Cloud Storage FUSE was already available as an open-source version, allowing objects in Cloud Storage buckets to be accessed as files mounted as a local file system. The company enhanced it with new levels of portability, reliability, performance, and integration targeting AI Workloads. In a Google blog post, the authors Marco Abela, product manager, and Akshay Ram, senior product manager at Google, explain:
The new Cloud Storage FUSE is particularly important for AI workloads. Because applications can access data directly (rather than downloading it locally), there’s no custom logic to implement and less idle time for valuable resources like TPUs and GPUs while the data is copied over. Further, a new Cloud Storage FUSE CSI driver for Google Kubernetes Engine (GKE) allows applications to mount Cloud Storage using familiar Kubernetes API, and it’s offered as a turn-key deployment managed by GKE.
Overview of Cloud Storage FUSE (Source: Google blog post)
J.W. Davis, a Cloud evangelist, commented on the availability of FUSE file systems in GKE in a tweet:
This seems destined for many disasters. Useful for a very narrow range of use cases; most will misuse it and suffer.
In addition to Cloud Storage FUSE for AI applications, the company announces a private preview of a parallel file system called Parallelstore that helps users stop wasting precious GPU resources while at the same time, they wait for storage I/O by providing a high-performing parallel file storage solution for AI/ML and HPC workloads. The solution is based on the next-generation Intel Distributed Asynchronous Object Storage (DAOS) architecture.

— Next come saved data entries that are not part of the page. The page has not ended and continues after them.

PR #330, opened 2025-03-05
Add support for extracting docs from EDA plugins

sivel:
This PR aims to add the capability to `galaxy-importer` to extract docs from collection extensions, specifically in this case EDA plugins.

As of now, `galaxy-importer` utilizes `ansible-doc` to enumerate plugins and extract their documentation.  As "collection extensions" are foreign to `ansible-core`, the `ansible-doc` utility does not currently contain the functionality to perform this duty.

In 50c83a132ccb56115e95e5c75fad03accac33533 functionality was added to `galaxy-importer` to enumerate the extenion plugins, but had no mechanism to load the documentation.  A documentation format used for all other ansible plugins has since been adopted for EDA, and `ansible-doc` can be "abused" by supplying a directory via `-M` to indicate another module directory to consider as modules, which enables extracting the docs. This has to be done on a plugin by plugin basis, as it also contains all other actual modules that are part of ansible-core.

The long term goal as implied above is for `ansible-doc` to support collection extensions, and once it does the `ExtensionLoader._get_plugin_doc_strings` can be removed. As of now it has been implemented to call `ansible-doc` for each plugin that is found, and return the docs.  The `PluginLoader._get_plugin_doc_strings` implementation should automatically support the functionality needed once `ansible-doc` can enumerate the extensions.

To test this change, the `ansible.eda` collection can be used. This is the same collection as used in `test/integration/test_eda.py`.  This PR also updates the collection to 2.6.0 which has adopted the proper documentation formats.

### DIFF
--- a/galaxy_importer/collection.py
+++ b/galaxy_importer/collection.py
@@ -164,6 +164,13 @@ def _import_collection(file, filename, file_url, logger, cfg):
 
 def _extract_archive(fileobj, extract_dir):
     fileobj.seek(0)
+    _extract_kwargs = {}
+    if hasattr(tarfile, "data_filter"):
+        # Python added support for tarfile extraction filtering (PEP706) in
+        # response to CVE-2007-4559. This was introduced in Py3.12, although
+        # backported to other some earlier versions, and the default behavior
+        # will change in Python 3.14
+        _extract_kwargs["filter"] = "data"
     with tarfile.open(fileobj=fileobj, mode="r") as tf:
         for item in tf.getmembers():
             if item.name.startswith("/") or "../" in item.name:
@@ -175,4 +182,4 @@ def _extract_archive(fileobj, extract_dir):
                 )
                 if not link_target.startswith(os.path.abspath(extract_dir)):
                     raise exc.ImporterError("Invalid link target detected.")
-        tf.extractall(extract_dir)
+        tf.extractall(extract_dir, **_extract_kwargs)
--- a/pyproject.toml
+++ b/pyproject.toml
@@ -99,5 +99,5 @@ relative_files = true
 branch = true
 
 [tool.coverage.report]
-fail_under = 95.50
+fail_under = 90.00
 precision = 2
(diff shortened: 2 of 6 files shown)


rochacbruno:
@sivel conflicting with the previous PR, can you rebase please.

sivel:
> @sivel conflicting with the previous PR, can you rebase please.

Done.

pyproject.toml
```diff
@@ -97,5 +99,5 @@ relative_files = true
 branch = true
 
 [tool.coverage.report]
-fail_under = 95.50
+fail_under = 90.00
```
sivel, line 102: Just as a comment here, due to the added code, that was covered by integration tests, the coverage drops to something like 94.7.  But with the changes above to enable coverage for integration tests, units and integration combined are above 96%.

I didn't rework the `Makefile` but technically units and integration could be run together since they are run within the same workflow anyway.  But I've not done that here.

rochacbruno (approved):

galaxy_importer/collection.py
```diff
@@ -175,4 +178,4 @@ def _extract_archive(fileobj, extract_dir):
                 )
                 if not link_target.startswith(os.path.abspath(extract_dir)):
                     raise exc.ImporterError("Invalid link target detected.")
-        tf.extractall(extract_dir)
+        tf.extractall(extract_dir, **kwargs)
```
sivel, line 181: Completely unrelated, but when I switched the `test_eda` tests to be able to contribute to coverage and added capsys, I noticed the warning from tarfile that python 3.14 would change the behavior, and figured I could just address this quickly now.

rochacbruno: So, in this case, can a comment be added explaining it?

or maybe another conditional made instead of the `hasattr` e.g:

```py
_kwargs = {}
if sys.version_info >= (3, 12):
    _kwargs["filter"] = "data"
tf.extractall(extract_dir, **_kwargs)
```

So it becomes clear the reason for the conditional arg.

sivel: Yeah, I'll add a comment.  The `filter` functionality has been backported within RHEL python, so a `hasattr` is the recommendation.

sivel: Comment added, and variable renamed.

rochacbruno (approved):

PR #367, opened 2025-08-04
removed unnecessary ansible-lint rules for testing certified content

traytorous:
The Partner Engineering team has decided to exclude these tests from being ran on certified content.


gundalow (approved):
Thanks for this.
As a reminder, individual collection's CI pipeines may run `ansible-lint` directly which still test for these items, which is OK.
This PR is about reducing the noise in Hub's importer logs

PR #423, opened 2026-04-23
Fix ReDoS vulnerabilities in name validation regexes

lucasc017:
## Summary

- Fix polynomial backtracking (ReDoS) in `CONTENT_NAME_REGEXP` and `NAME_REGEXP` by removing redundant `+` quantifiers on first character classes that overlap with the following group
- Fix exponential backtracking (ReDoS) in `LEGACY_NAMESPACE_REGEXP` by flattening nested quantifiers into a linear-time equivalent pattern
- All three fixes are semantically identical to the original regexes (verified exhaustively against hundreds of thousands of test strings)

Resolves [AAP-71476](https://redhat.atlassian.net/browse/AAP-71476)

## Test plan

- [x] All existing unit tests pass (140 passed, 3 xfailed)
- [x] `CONTENT_NAME_REGEXP`: exhaustively verified 41,371 strings — zero behavioral differences
- [x] `NAME_REGEXP`: exhaustively verified 41,371 strings — zero behavioral differences
- [x] `LEGACY_NAMESPACE_REGEXP`: exhaustively verified 597,871 strings — zero behavioral differences
- [x] Performance: 10,000-char adversarial inputs complete in <1ms (previously would hang)

🤖 Generated with [Claude Code](https://claude.com/claude-code)

### DIFF
--- a/galaxy_importer/constants.py
+++ b/galaxy_importer/constants.py
@@ -37,14 +37,14 @@ ANSIBLE_DOC_SUPPORTED_TYPES = [
 ANSIBLE_DOC_PLUGIN_MAP = {"module": "modules"}
 ANSIBLE_DOC_KEYS = ["doc", "metadata", "examples", "return"]
 ANSIBLE_LINT_ERROR_PREFIXES = ("CRITICAL", "ERROR")
-CONTENT_NAME_REGEXP = re.compile(r"^(?!.*__)[a-z_]+[0-9a-z_]*$")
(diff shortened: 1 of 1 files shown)


dragid10 (approved):
Can confirm that the old and new regexes are mathematically equivalent!

Low Care Amount: They technically aren't functionally equivalent because of the change in capture groups. Thats perfectly fine in this context, but in the future, if someone were trying to use `.groups()`, that wouldn't behave the same way. Not saying this is something to be fixed, but just wanted to leave some context in case this ever needs to happen in the future

bmclaughlin (approved):

alisonlhart (approved):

Sameet Agarwal, VP/GM, Storage, and Sean Derrington, group product manager, Storage, explain in a Google blog post on the new cloud storage options:
Based on the next-generation Intel DAOS architecture, all compute nodes in a Parallelstore environment have equal access to storage, so VMs can get immediate access to their data. With up to 6.3x read throughput performance compared to competitive Lustre Scratch offerings., Parallelstore is well suited for cloud-based applications that require extremely high performance (IOPS and throughput) and ultra-low latency.
Finally, the third new cloud storage option is NetApp Volumes, a fully Google-managed, high-performance file storage service. This storage option is designed for enterprises that want to migrate their applications on top of NetApp storage arrays on-premises to the cloud. The service provides the capability to increase volumes from 100GiB to 100TiB for maximum scalability, implement ONTAP data management for hybrid workloads, and run either Windows or Linux applications as virtual machines without refactoring.
When asked by InfoQ about what is driving this investment from Google, here is what Derrington had to say:
As AI has become instrumental in automating data management, organizations are turning to the cloud to deliver the right storage solution for the right application. With Google Cloud’s new AI-optimized storage offerings, Cloud Storage FUSE and Parallelstore, we’re helping customers adapt to complex AI workloads by offering tailored storage solutions that simplify operations, unlock innovation, reduce costs, and more.
Cloud Storage FUSE and NetApp Volumes are available through the Google Cloud Console, while the Parallel Store is through a Google account manager.